What you have to do: Locate every line in the records below that holds the word "print" and return each one.

Start of Block

PR #489, opened 2017-02-02
[MRG] ENH Don't print very long args/kwargs

raghavrv:
This avoids very long warning messages like what you get here at https://github.com/scikit-learn/scikit-learn/pull/7990#issuecomment-276998684

@ogrisel @lesteve

### DIFF
--- a/joblib/memory.py
+++ b/joblib/memory.py
@@ -530,9 +530,9 @@ class MemorizedFunc(Logger):
                 # XXX: Should use an exception logger
                 _, func_name = get_func_name(self.func)
                 args_kwargs = 'args=%s, kwargs=%s' % (args, kwargs)
-                if len(args_kwargs) > 100 and verbose < 50:
+                if len(args_kwargs) > 100 and self._verbose < 50:
                     # Truncate huge args_kwargs list
-                    args_kwargs = args_kwargs[:100] + '...'
+                    args_kwargs = args_kwargs[: 100] + '...'
                 self.warn('Exception while loading results for '
                           '%s (%s)\n %s' %
                           (func_name, args_kwargs, traceback.format_exc()))
--- a/joblib/memory.py
+++ b/joblib/memory.py
@@ -531,8 +531,8 @@ class MemorizedFunc(Logger):
                 _, func_name = get_func_name(self.func)
                 args_kwargs = 'args=%s, kwargs=%s' % (args, kwargs)
                 if len(args_kwargs) > 100:
-                    args_kwargs = ('...(args, kwargs too long; '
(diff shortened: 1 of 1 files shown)


joblib/memory.py
```diff
@@ -519,10 +519,14 @@ def _cached_call(self, args, kwargs):
                     print(max(0, (80 - len(msg))) * '_' + msg)
             except Exception:
                 # XXX: Should use an exception logger
+                _, func_name = get_func_name(self.func)
+                args_kwargs = 'args=%s, kwargs=%s' % (args, kwargs)
+                if len(args_kwargs) > 100:
```
aabadie: Maybe you can also use the verbose parameter ?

End of Block

Response to the exercise:
[MRG] ENH Don't print very long args/kwargs
                     print(max(0, (80 - len(msg))) * '_' + msg)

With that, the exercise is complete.